O filme deslumbra do primeiro ao último fotograma, com belíssimos
enquadramentos, ótimo uso de cores e uma iluminação utilizada sempre na
intensidade adequada que as cenas exigem. Só que tanta beleza não é suficiente
para esconder o fato de que o longa traz uma história que, apesar de
interessante, é contada da maneira mais convencional possível.

Ambientada no ínicio do século 20, a trama é centrada em Robert Grainier (Joel
Edgerton), um lenhador cuja vida se resume a trabalhar cortando árvores em
diversas florestas, além de ajudar na construção de pontes para ferrovias. Até
que, um dia, conhece Gladys Olding (Felicity Jones) e se apaixona por ela. Os
dois se casam, têm uma filha e constroem uma casa à beira de um rio.

CONEXÃO COM A NATUREZA

“Sonhos de Trem” adota uma condução mais cadenciada para fazer o espectador
refletir sobre a relação entre o homem e a natureza. Por isso, o diretor Clint
Bentley, roteirista de “Sing Sing”, se vale de takes mais lentos, onde a câmera se move mais devagar diante de seu
elenco ou das belas locações que surgem no filme para causar uma maior
contemplação do espectador diante de suas imagens.
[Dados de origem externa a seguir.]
PR #206, opened 2026-06-03
Move Only Events

MrBurmark:
Make typed events move only so they can own the native events that they contain and destroy those native events properly. Erased events (Event) are not move only and still have reference semantics as they are implemented with a shared_ptr.

This also other things I found along the way. For example some functions only took the erased version of a resource or event so I added an overload for the typed version for performance. I also updated the organization of some of the type traits and concepts used by the resources/events. I also updated the tests to test more things.

### DIFF
--- a/include/camp/resource.hpp
+++ b/include/camp/resource.hpp
@@ -36,6 +36,7 @@ namespace resources
     public:
       using event_type = Event;
 
+      Resource() = default;
       Resource(Resource &&) = default;
       Resource(Resource const &) = default;
       Resource &operator=(Resource &&) = default;
--- a/include/camp/resource.hpp
+++ b/include/camp/resource.hpp
@@ -209,6 +209,8 @@ namespace resources
         m_value->wait();
       }
 
+      explicit operator bool() const { return static_cast<bool>(m_value); }
+
       /*
        * \brief Compares two Resources to see if they are equal. Two Resources
        * are equal if they have the platform and same stream/queue
--- a/include/camp/resource.hpp
+++ b/include/camp/resource.hpp
@@ -41,11 +41,7 @@ namespace resources
       Resource &operator=(Resource &&) = default;
       Resource &operator=(Resource const &) = default;
 
-      template <typename T,
-                typename = typename std::enable_if_t<
-                    !std::is_same_v<typename std::decay_t<T>, Resource>
-                    && is_concrete_resource_v<T>>
-                >
+      template <camp::concepts::ConcreteResource T>
       Resource(T &&value)
       {
         m_value.reset(new ContextModel<type::ref::rem<T>>(forward<T>(value)));
--- a/include/camp/resource.hpp
+++ b/include/camp/resource.hpp
@@ -276,7 +276,7 @@ namespace resources
       class ContextModel final : public ContextInterface
       {
       public:
-        ContextModel(T const &modelVal) : m_modelVal(modelVal) {}
+        explicit ContextModel(T const &modelVal) : m_modelVal(modelVal) {}
 
         Platform get_platform() const override
         {
--- a/include/camp/resource.hpp
+++ b/include/camp/resource.hpp
@@ -181,7 +181,7 @@ namespace resources
         return m_value->get_event_erased();
       }
 
-      void wait_for(Event& e)
+      void wait_for(Event const& e)
       {
         if (!m_value) {
             e.wait();
@@ -280,7 +280,7 @@ namespace resources
 
         virtual Event get_event() = 0;
         virtual Event get_event_erased() = 0;
-        virtual void wait_for(Event& e) = 0;
+        virtual void wait_for(Event const& e) = 0;
         virtual void wait() = 0;
       };
 
@@ -337,7 +337,7 @@ namespace resources
           return m_modelVal.get_event_erased();
         }
 
-        void wait_for(Event& e) override { m_modelVal.wait_for(e); }
+        void wait_for(Event const& e) override { m_modelVal.wait_for(e); }
 
         void wait() override { m_modelVal.wait(); }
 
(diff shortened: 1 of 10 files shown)


include/camp/resource/cuda.hpp
```diff
@@ -193,25 +241,41 @@ namespace resources
...
-      Event get_event_erased() { return Event{CudaEvent(*this)}; }
+      Event get_event_erased() { return Event{get_event()}; }
 
       void wait()
       {
         auto d{device_guard(device)};
         CAMP_CUDA_API_INVOKE_AND_CHECK(cudaStreamSynchronize, stream);
       }
 
+      void wait_for(std::nullptr_t) {}
```
adayton1: Do we really need this overload? Or should it be explicitly disallowed at compile time?

include/camp/resource/host.hpp
```diff
@@ -65,15 +94,27 @@ namespace resources
...
+        }
+        e->wait();
+      }
+
+      void wait_for(Event *e)
+      {
+        if (!e) {
+          return;
+        }
+        e->wait();
```
adayton1: No cast to the concrete type?

include/camp/resource/event.hpp
```diff
@@ -152,6 +138,20 @@ namespace resources
         return false;
       }
 
+      template < camp::concepts::ConcreteEvent Evt >
+      friend inline bool operator==(Event const &lhs, Evt const &rhs)
```
adayton1, line 142: What about the case where the concrete event is on the left hand side?

include/camp/resource.hpp
```diff
@@ -266,6 +223,20 @@ namespace resources
         return false;
       }
 
+      template < camp::concepts::ConcreteResource Res >
+      friend inline bool operator==(Resource const &lhs, Res const &rhs)
```
adayton1, line 226: What about where the order is reversed?

test/resource.cpp
```diff
@@ -194,6 +201,145 @@ TEST(CampEvent, GetPlatform)
...
+  vec.emplace_back(h);
+  vec.emplace_back(d1);
+  vec.emplace_back(r1);
+
+  // Typed
+  rvec.emplace_back(Res());
+  rvec.emplace_back(d2.get<Res>());
+  rvec.emplace_back(r2);
+
+  // Verify using Resource in a vector to works
```
adayton1: This comment doesn't make sense to me.

include/camp/resource/cuda.hpp
MrBurmark: This is here because we now have the overloads for the concrete and typed event so passing in an explicit nullptr would be ambiguous. This is one way to fix this ambiguity, explicitly deleting this would be another. I have always thought it was weird that we passed in a pointer instead of a reference here to begin with, so we could also do that instead if we're ok with more breaking changes.

include/camp/resource/host.hpp
MrBurmark: We could defer to the concrete type here as in the other implementations, I just know that here we are calling wait either way.

include/camp/resource/event.hpp
MrBurmark: I didn't do that because c++20 the compiler can reverse the order of the arguments. However, since you mentioned this I'm not sure that it will do that in this case because the (erased,erased) version works for (typed,erased). I will check what it does and add the other version if necessary.

test/resource.cpp
MrBurmark:
```suggestion
  // Verify using Resource in a vector works
```

include/camp/resource/host.hpp
adayton1: Yeah I was more confused that it didn't match the other implementations.

include/camp/resource/cuda.hpp
adayton1: I think passing in a reference would be preferable. Or explicitly deleting it. I don't think there is any reason for someone to call this with the literal text `nullptr`.

include/camp/resource/host.hpp
MrBurmark: I'll make it consistent.

include/camp/resource/event.hpp
MrBurmark: It does use the more specific one even if it has to reverse the argument order.

include/camp/resource/cuda.hpp
MrBurmark: I'll make new overloads for references. Then I'm not sure if its better to remove the pointer version or just deprecate it.

rhornung67: Do you know how many projects are using the `wait_for()` method? If it's not used much or at all, then it makes sense to remove the pointer version(s).

MrBurmark: I'm not aware of anyone using it, so I went ahead and removed the pointer version.

include/camp/resource/cuda.hpp
```diff
@@ -16,8 +16,10 @@
 
 #include <cuda_runtime.h>
 
+#include <cstddef>
```
adayton1, line 19: What does cstddef bring that you need?

adayton1: You might be able to remove it in several headers.

adayton1 (approved):

include/camp/resource/cuda.hpp
MrBurmark: We use size_t in many of these so we probably still should have it. We should probably even use std::size_t.

rhornung67: I think it's best to use fully-qualified names in header files to avoid `using` directives in those.

rhornung67 (approved):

O efeito lembra um pouco o cinema de Terrence Malick, de filmes como “A Árvore
da Vida” ou “Além da Linha Vermelha”, que também busca discutir essa reflexão.
Claro que há um abismo bem grande entre Bentley e Mallick em termos de talento.
Mas, mesmo assim, o resultado é bem eficiente. Especialmente para quem gosta de
pensar sobre o que fazemos enquanto estamos nesse mundo.

Tanto que Bentley, também autor do roteiro ao lado de Greg Kwedar, discute como a natureza é explorada de forma predatória através de um personagem
que trabalha ao lado do protagonista e demonstra não se importar em cortar
árvores porque acredita que elas vão crescer novamente e renovar as que são
derrubadas. A discussão é vista de maneira discreta na trama, porém revela o
cuidado que o diretor-roteirista tem com assuntos como meio ambiente.

Outro ponto curioso é como o filme (adaptado de um livro do mesmo nome, escrito
por Denis Johnson) mostra situações e eventos históricos do início do século 20
através do personagem vivido por Edgerton. Assim, as duas grandes guerras
mundiais e a ida do homem ao espaço, por exemplo, são reveladas pelo olhar do
protagonista, que tenta compreender as mudanças que estão acontecendo ao seu
redor, ainda que de forma mais distanciada por sentir que não faz parte daquele
universo.

Tudo isso é fortalecido pelo ótimo trabalho do diretor de fotografia, o
brasileiro Adolpho Veloso. Ele cria imagens incríveis que, quando o espectador
acha que certa cena é a mais bela do filme, Veloso surpreende e cria uma ainda
mais bonita mais adiante na trama. Até uma sequência que resulta na morte de um
dos personagens tem tanta beleza que é impossível não ficar impressionado com o
que obteve nessa produção. Não é à toa que ele foi indicado ao Oscar 2026 de
Melhor Fotografia. Se vencer, além de justa, será a primeira vez que um
brasileiro ganha nessa categoria.

Só que, mesmo com tanta beleza, o filme falha em cativar além da parte
técnica/estética. A direção e o roteiro não conseguem sair do lugar comum e as
situações mostradas no longa são interessantes, porém pouco empolgam. Apenas
imagens estonteantes não são o suficiente para construir uma boa obra
cinematográfica. E seus realizadores pareceram não compreender isso.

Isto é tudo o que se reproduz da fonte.